AIM OF THE TASK. Count the lines in the records below that contain the word "would", and give only that count.

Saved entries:
Issue #1009, opened 2023-01-12
[Subtask][AMS]: Add the config of the spill map in optimize group for the optimizer to enable the spill map


hzluting:
### Search before asking

- [X] I have searched in the [issues](https://github.com/NetEase/arctic/issues?q=is%3Aissue) and found no similar issues.

### Description

I want to add some config of the spill map in optimize group as below for the optimizer to enable the spill map:

1.enable_spill_map(whether enable the spill map, true or false, default value is false)
2.backend_base_dir(the base directory for the disk spill map, default value is System.getProperty("java.io.tmpdir"))
3.max_delete_memory_size_in_byte(max delete map size in memory for optimizer)

### Parent issue

#925

### Are you willing to submit PR?

- [X] Yes I am willing to submit a PR!

### Code of Conduct

- [X] I agree to follow this project's [Code of Conduct](https://www.apache.org/foundation/policies/conduct)

majin1102:
unify properties naming as : https://arctic.netease.com/ch/configurations/

recommand:

1. spillable.map.enabled
2. spillable.map.dir
3. spillable.memory.limit

hzluting:
> Let's unify properties naming as : https://arctic.netease.com/ch/configurations/
> 
> recommand:
> 
> 1. spillable.map.enabled
> 2. spillable.map.dir
> 3. spillable.memory.limit

OK.

PR #1017, opened 2023-01-16
[ARCITC-1009][AMS] Modify spill map config in optimize group

hzluting:
improve #1009 

## Brief change log

  - *modify spill map config keys in optimize group*
  - *modify the shell for the local optimizer*

## How was this patch tested?

## Documentation

### DIFF
--- a/optimizer/src/main/java/com/netease/arctic/optimizer/flink/FlinkOptimizer.java
+++ b/optimizer/src/main/java/com/netease/arctic/optimizer/flink/FlinkOptimizer.java
@@ -78,16 +78,16 @@ public class FlinkOptimizer implements StatefulOptimizer {
     }
     String cmd = flinkHome + "/bin/flink run -m yarn-cluster ";
 
-    //add flink executor config
+    // add flink executor config
     int tmMemory = groupProperties.getInteger("taskmanager.memory");
     cmd += " -ytm " + tmMemory;
     int jmMemory = groupProperties.getInteger("jobmanager.memory");
     cmd += " -yjm " + jmMemory;
 
     // spill map config
-    Boolean enableSpillMap = groupProperties.getBoolean("enable_spill_map");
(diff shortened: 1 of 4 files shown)


optimizer/src/main/java/com/netease/arctic/optimizer/flink/FlinkOptimizer.java
```diff
@@ -78,16 +78,16 @@ public void start() throws IOException {
...
     int tmMemory = groupProperties.getInteger("taskmanager.memory");
     cmd += " -ytm " + tmMemory;
     int jmMemory = groupProperties.getInteger("jobmanager.memory");
     cmd += " -yjm " + jmMemory;
 
     // spill map config
-    Boolean enableSpillMap = groupProperties.getBoolean("enable_spill_map");
-    String backendBaseDir = groupProperties.getString("backend_base_dir");
-    Long maxDeleteMemorySize = groupProperties.getLong("max_delete_memory_size_in_byte");
+    Boolean enableSpillMap = groupProperties.getBoolean("spillable.map.enabled");
```
zhoujinsong, line 88: Should we manage these property names in a static class?

zhoujinsong:
I am wondering about the property names like `splillable.map.enable` is easy for a user to understand.

optimizer/src/main/java/com/netease/arctic/optimizer/flink/FlinkOptimizer.java
hzluting: Yes

hzluting:
> I am wondering about the property names like `splillable.map.enable` is easy for a user to understand.

I think It is easy for the user who knows the principle of reading the delete data. 
But as a parameter of the optimizer group is worth considering.
Because from the user's perspective, this parameter is used to avoid the delete map OOM.

zhoujinsong (approved):
LGTM.

PR #1046, opened 2023-02-02
[ARCTIC-1016] Moving files will fail if the target parent directory doesn't exist in HDFS

### LINKED ISSUE #1016: [Bug][AMS]: Moving files will fail if the target parent directory doesn't exist in HDFS
### What happened?

For the unKeyed MIXED_HIVE table with partition, we will move the result files to the hive partition location to support the hive. The rename method will return false and doesn't throw the exception in HDFS when the target parent directory doesn't exist, but we don't handle it according to the return value.
So, the major optimizing commit will commit the file that isn't moved. The "File not found" exception will throw when we read or optimize this table.

### Affects Versions

0.4.x

_No response_

### How to reproduce

1. create an unKeyed MIXED_HIVE table with partition
2. trigger a major optimizing for this table and optimize the partition that doesn't exist in the hive
3. read this table will throw the "File not found" exception

### Relevant log output

_No response_

### Anything else

_No response_

### Code of Conduct

shendanfengg:

Fix #1016 

## Brief change log

*Exception thrown when FileSystem returns false.
*If the new path does not exist during Support Hive Commit,  and then create it.
*Fix some simple grammar errors.

## How was this patch tested?

## Documentation

### DIFF
--- a/core/src/main/java/com/netease/arctic/io/ArcticHadoopFileIO.java
+++ b/core/src/main/java/com/netease/arctic/io/ArcticHadoopFileIO.java
@@ -89,7 +89,7 @@ public class ArcticHadoopFileIO extends HadoopFileIO implements ArcticFileIO {
         result = false;
       }
       if (result == false) {
-        LOG.warn("Fail to delete file " + path + " and file system return false, false, need to check the hdfs path");
+        LOG.warn("Fail to delete file " + path + " and file system return false, need to check the hdfs path");
       }
       return result;
     });
--- a/core/src/main/java/com/netease/arctic/io/ArcticHadoopFileIO.java
+++ b/core/src/main/java/com/netease/arctic/io/ArcticHadoopFileIO.java
@@ -78,7 +78,8 @@ public class ArcticHadoopFileIO extends HadoopFileIO implements ArcticFileIO {
   }
 
   @Override
-  public boolean deleteFileWithResult(String path, boolean recursive) {
+  public boolean deleteFileWith
+  (String path, boolean recursive) {
     return tableMetaStore.doAs(() -> {
       Path toDelete = new Path(path);
       FileSystem fs = getFs(toDelete);
@@ -88,7 +89,7 @@ public class ArcticHadoopFileIO extends HadoopFileIO implements ArcticFileIO {
       } catch (IOException e) {
         result = false;
       }
-      if (!result ) {
+      if (!result) {
         LOG.warn("Fail to delete file " + path + " and file system return false, need to check the hdfs path");
       }
       return result;
--- a/core/src/main/java/com/netease/arctic/io/ArcticHadoopFileIO.java
+++ b/core/src/main/java/com/netease/arctic/io/ArcticHadoopFileIO.java
@@ -78,8 +78,7 @@ public class ArcticHadoopFileIO extends HadoopFileIO implements ArcticFileIO {
   }
 
   @Override
-  public boolean deleteFileWith
-  (String path, boolean recursive) {
+  public boolean deleteFileWith(String path, boolean recursive) {
     return tableMetaStore.doAs(() -> {
       Path toDelete = new Path(path);
       FileSystem fs = getFs(toDelete);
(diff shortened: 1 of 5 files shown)


hzluting:
cc @zhoujinsong

core/src/main/java/com/netease/arctic/io/ArcticHadoopFileIO.java
```diff
@@ -165,9 +172,14 @@ public boolean rename(String src, String dts) {
...
+              " and file system return false, need to check the hdfs path");
+        } else {
+          return true;
+        }
       } catch (IOException e) {
-        throw new UncheckedIOException("Failed to rename: from " + src + " to " + dts, e);
+        throw new UncheckedIOException("Fail to rename: from " + src + " to " + dts, e);
       }
     });
   }
```
wangtaohz, line 185: If we choose to throw an exception when fail to rename, this method should return `void` instead of return `boolean`.

hive/src/main/java/com/netease/arctic/hive/CachedHiveClientPool.java
```diff
@@ -73,7 +73,7 @@ private synchronized void init() {
   @Override
   public <R> R run(Action<R, HMSClient, TException> action) throws TException, InterruptedException {
     try {
-      return tableMetaStore.doAs(() -> clientPool().run(action));
+      return tableMetaStore.doAs(() -> clientPool().run(action, true));
```
wangtaohz, line 76: What problem is this going to fix? Is there another PR to fix this?

wangtaohz (commented):
@shendanfengg Thanks for your work.

I left some comment, please take a look.

hive/src/main/java/com/netease/arctic/hive/CachedHiveClientPool.java
shendanfengg: I have also committed this change in another pr and I will delete it in this pr.

wangtaohz (approved):

core/src/main/java/com/netease/arctic/io/ArcticHadoopFileIO.java
```diff
@@ -84,6 +88,9 @@ public boolean deleteFileWithResult(String path, boolean recursive) {
       } catch (IOException e) {
         result = false;
       }
+      if (result == false) {
```
zhoujinsong, line 91:
```suggestion
      if (!result ) {
```

core/src/main/java/com/netease/arctic/io/ArcticHadoopFileIO.java
```diff
@@ -159,16 +166,20 @@ public boolean isEmptyDirectory(String location) {
...
-  public boolean rename(String src, String dts) {
-    return tableMetaStore.doAs(() -> {
+  public void rename(String src, String dts) {
+    tableMetaStore.doAs(() -> {
       Path srcPath = new Path(src);
       Path dtsPath = new Path(dts);
       FileSystem fs = getFs(srcPath);
       try {
-        return fs.rename(srcPath, dtsPath);
+        if (fs.rename(srcPath, dtsPath) == false) {
```
zhoujinsong, line 175:
```suggestion
        if (!fs.rename(srcPath, dtsPath)) {
```

core/src/main/java/com/netease/arctic/io/ArcticHadoopFileIO.java
```diff
@@ -185,21 +196,25 @@ public boolean exists(String path) {
...
   @Override
-  public boolean mkdirs(String path) {
-    return tableMetaStore.doAs(() -> {
+  public void mkdirs(String path) {
+    tableMetaStore.doAs(() -> {
       Path filePath = new Path(path);
       FileSystem fs = getFs(filePath);
       try {
-        return fs.mkdirs(filePath);
+        if (fs.mkdirs(filePath) == false) {
```
zhoujinsong, line 210:
```suggestion
        if (!fs.mkdirs(filePath)) {
```

zhoujinsong (commented):
I left some suggestion, please task a look.

wangtaohz:
I have cherry-picked it to 0.3.x

PR #1048, opened 2023-02-02
[ARCTIC-1047][Core] Fix the the logic of estimating size in the SimpleSpillableMap

### LINKED ISSUE #1047: [Bug][Core]: The estimate of memory size is incorrect in the SimpleSpillableMap
### What happened?

When I tested the performance of the spill map, I found the performance of the memory map in the SimpleSpillableMap significantly worse than the performance of the SimpleMemoryMap.
I found the estimate of memory size is incorrect in the SimpleSpillableMap because the key is the StructLikeWrapper which contains extra content(such as Comparator). When we estimate the key's size of the memory map in memory, we should only consider the record's size in the StructLikeWrapper rather than its all size in the memory map because some content in the StructLikeWrapper references the same instance.

### Affects Versions

0.4.x

Core

### How to reproduce

_No response_

### Relevant log output

_No response_

### Anything else

_No response_

### Code of Conduct

hzluting:
fix #1047

## Brief change log

  - *fix the logic of estimating size in the SimpleSpillableMap*
  - *unified the units in optimizer group config*

## How was this patch tested?

## Documentation


core/src/main/java/com/netease/arctic/utils/map/SizeEstimator.java
```diff
@@ -0,0 +1,33 @@
...
+ * Unless required by applicable law or agreed to in writing, software
+ * distributed under the License is distributed on an "AS IS" BASIS,
+ * WITHOUT WARRANTIES OR CONDITIONS OF ANY KIND, either express or implied.
+ * See the License for the specific language governing permissions and
+ * limitations under the License.
+ */
+
+package com.netease.arctic.utils.map;
+
+import org.openjdk.jol.info.GraphLayout;
```
wangtaohz, line 21: useless import

core/src/main/java/com/netease/arctic/utils/map/SimpleSpillableMap.java
```diff
@@ -32,32 +31,44 @@
   private static final int RECORDS_TO_SKIP_FOR_ESTIMATING = 200;
   private final long maxInMemorySizeInBytes;
   private final String backendBaseDir;
+  // Size Estimator for key type
+  private final SizeEstimator<K> keySizeEstimator;
+  // Size Estimator for key types
+  private final SizeEstimator<T> valueSizeEstimator;
   private Map<K, T> memoryMap;
   private Optional<SimpleSpilledMap<K, T>> diskBasedMap = Optional.empty();
   private Long currentInMemoryMapSize;
```
wangtaohz, line 40: `long currentInMemoryMapSize` may be better, since the `null` value is not used.

core/src/main/java/com/netease/arctic/utils/map/StructLikeWrapperSizeEstimator.java
```diff
@@ -0,0 +1,32 @@
...
+import com.netease.arctic.iceberg.optimize.StructLikeWrapper;
+import com.netease.arctic.utils.ObjectSizeCalculator;
+
+/**
+ * Size Estimator for StructLikeWrapper record payload.
+ */
+public class StructLikeWrapperSizeEstimator implements SizeEstimator<StructLikeWrapper> {
+  @Override
+  public long sizeEstimate(StructLikeWrapper structLikeWrapper) {
+    return ObjectSizeCalculator.getObjectSize(structLikeWrapper.get());
```
wangtaohz, line 30: If `structLikeWrapper == null`, it will incur NPE.

wangtaohz (commented):
@hzluting Thanks for your contribution. I left some comments.

core/src/main/java/com/netease/arctic/utils/map/SizeEstimator.java
hzluting: OK

core/src/main/java/com/netease/arctic/utils/map/SimpleSpillableMap.java
hzluting: Yes

core/src/main/java/com/netease/arctic/utils/map/StructLikeWrapperSizeEstimator.java
hzluting: OK

wangtaohz:
LGTM

wangtaohz (approved):

zhoujinsong (approved):
The codes look good to me.
But I am wondering the spillablemap performance now.

core/src/main/java/com/netease/arctic/utils/map/StructLikeWrapperSizeEstimator.java
```diff
@@ -0,0 +1,36 @@
...
+ * Size Estimator for StructLikeWrapper record payload.
+ */
+public class StructLikeWrapperSizeEstimator implements SizeEstimator<StructLikeWrapper> {
+  @Override
+  public long sizeEstimate(StructLikeWrapper structLikeWrapper) {
+    if (structLikeWrapper == null) {
+      return 0;
+    }
+
+    return ObjectSizeCalculator.getObjectSize(structLikeWrapper.get());
```
shidayang, line 34: The object size is also incorrect, because StructLike is an interface. You only can calculate object size implementation

shidayang (changes requested):

core/src/main/java/com/netease/arctic/utils/map/StructLikeWrapperSizeEstimator.java
zhoujinsong: StructLike had multiple implementations, should we implement different calculation process for different situation?

hzluting: I find the key Serializer in the spill map uses the StructLikeCopy to serialize. The key in the StructLikeBaseMap also can use StructLikeCopy. And the size of the StructLikeCopy instance is affirmatory.

shidayang (approved):

PR #58, opened 2023-03-15
Remove Resolver

giginet:
SwiftPM attempts to resolve when loading package manifests.

So `Resolver` is unnecessary.
It makes to improve setup speeds.


freddi-kit (approved):

Sources/ScipioKit/DescriptionPackage.swift
```diff
@@ -69,7 +65,8 @@ struct DescriptionPackage {
         let workspace = try Workspace(
             fileSystem: fileSystem,
             location: Workspace.Location(forRootPackage: packagePath, fileSystem: fileSystem),
-            configuration: workspaceConfiguration
+            configuration: workspaceConfiguration,
+            customHostToolchain: toolchain
```
giuk-jung, line 69: Is there some reason why `customHostToolchain` was added this time even though it is a optional customization?

giginet: Because, SwiftPM internal workspace tried to generate another user toolchain.
It should be shared.

PR #59, opened 2023-03-15
Remove addLink process to avoid duplicated symbols

giginet:
Screenshot 2023-03-15 at 17 01 14

These link settings are already added on SwiftPM's `PIFBuilder`.

So this process causes duplicated symbols when libraries are statics.

I checked in some situations this change will work fine.

### DIFF
--- a/Sources/ScipioKit/Producer/PIF/XCBuildClient.swift
+++ b/Sources/ScipioKit/Producer/PIF/XCBuildClient.swift
@@ -108,7 +108,6 @@ struct XCBuildClient {
                 to: destination
             )
         }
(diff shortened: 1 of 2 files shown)


Sources/ScipioKit/Producer/PIF/XCBuildClient.swift
```diff
@@ -108,7 +108,6 @@ struct XCBuildClient {
                 to: destination
             )
         }
-        print(modulesDir.appending(component: "module.modulemap"))
```
giginet, line 111: 😅

freddi-kit (approved):

giuk-jung (approved):

PR #66, opened 2023-05-11
Combine scipio-s3-storage

giginet:
Combine [scipio-s3-storage](https://github.com/giginet/scipio-s3-storage) into this repo to become a mono-repo. 

Scipio and scipio-s3-storage depends on SwiftPM, unfortunately, SwiftPM doesn't provide semantic-versioning.
So it can't use a version specifier.
As a result, it's very inconvenient to manage dependency on using scipio-s3-storage.


Sources/ScipioS3Storage/Compressor.swift
```diff
@@ -0,0 +1,81 @@
+import Foundation
+import System
+import Compression
+import AppleArchive
+
+struct Compressor {
```
freddi-kit, line 6: The name of `Compressor` is a little ambigious so please rename like `AARArchiver` and add comment about AAR

Sources/ScipioS3Storage/Compressor.swift
```diff
@@ -0,0 +1,81 @@
...
+    private let fileManager: FileManager = .default
+
+    init() {
+        try? fileManager.createDirectory(at: temporaryDirectory, withIntermediateDirectories: true)
+    }
```
freddi-kit, line 11: throw error is better

Sources/ScipioS3Storage/Compressor.swift
```diff
@@ -0,0 +1,81 @@
...
+    func extract(_ archiveData: Data, to destinationPath: URL) throws {
+        let destination = FilePath(destinationPath.path)
+
+        let temporaryPath = temporaryDirectory.appendingPathComponent("\(UUID().uuidString).aar")
+        fileManager.createFile(atPath: temporaryPath.path, contents: archiveData)
+        defer { try? fileManager.removeItem(at: temporaryPath) }
+
+        try fileManager.createDirectory(at: destinationPath, withIntermediateDirectories: true)
+
+        _ = try ArchiveByteStream.withFileStream(
```
freddi-kit, line 50: Isn't its return value discardable value?

giginet: This returns a return value of closure.
https://developer.apple.com/documentation/applearchive/archivebytestream/3588517-withfilestream

It is not needed here because closure writes this to the file.

freddi-kit (approved):

PR #67, opened 2023-05-11
Add scipioVersion to VersionFile

giginet:
Add scipioVersion key to VersionFile.
It helps to re-generate XCFrameworks when the compiler is updated.


Plugins/GenerateScipioVersion/plugin.swift
```diff
@@ -0,0 +1,56 @@
...
+
+@main
+struct GenerateScipioVersion: BuildToolPlugin {
+    func createBuildCommands(context: PluginContext, target: Target) async throws -> [Command] {
+        let zshPath = Path("/bin/zsh") // execute dummy command
+        let generatedSourceDir = context.pluginWorkDirectory
+        let generatedSourcePath = generatedSourceDir
+            .appending(subpath: "ScipioVersion.generated.swift")
+
+        let revision = try? fetchRepositoryVersion(context: context)
```
freddi-kit, line 12: Why can we ignore this error by `try?`?

Plugins/GenerateScipioVersion/plugin.swift
```diff
@@ -0,0 +1,56 @@
...
+            "rev-parse",
+            "HEAD",
+        ]
+        process.standardOutput = standardOutput
+
+        try process.run()
+        process.waitUntilExit()
+        let outputData = try standardOutput.fileHandleForReading.readToEnd()
+        guard let outputData else { return nil }
+        let revision = String(data: outputData, encoding: .utf8)?
```
freddi-kit, line 52: How about `fatalError` if the revision is nil?

Plugins/GenerateScipioVersion/plugin.swift
giginet: This external command execution is in the build phase by a plugin.
So it fails silently. This is why to use `try?`

if failed, scipioVersion is not filled on VersionFile, `scipioVersion` is nullable.

Plugins/GenerateScipioVersion/plugin.swift
giginet: Same reason above

freddi-kit (approved):
LGTM, r? @giuk-jung

PR #69, opened 2023-05-25
Polishing English expression

iXerol:
"In default" in the README should be correctly expressed as "by default".


giginet (approved):
Thanks 😄

PR #94, opened 2023-08-01
Fix moduleMap generation for umbrellaDirectory

giginet:
If the moduleMap types are detected as `umbrellaDirectory`, `publicHeaderPath` would be embedded into modulemaps distributed in frameworks.

### Before

Generated module map from the package with `umbrellaDirectory` type has an `umbrella` declare

```
framework module MyTarget {
    umbrella "include"
    export *
}
```

However, when headers are copied to frameworks, directory structures are lost.
So it would not work well.

### After

This PR makes to change a generating modulemaps.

RESPONSE. 2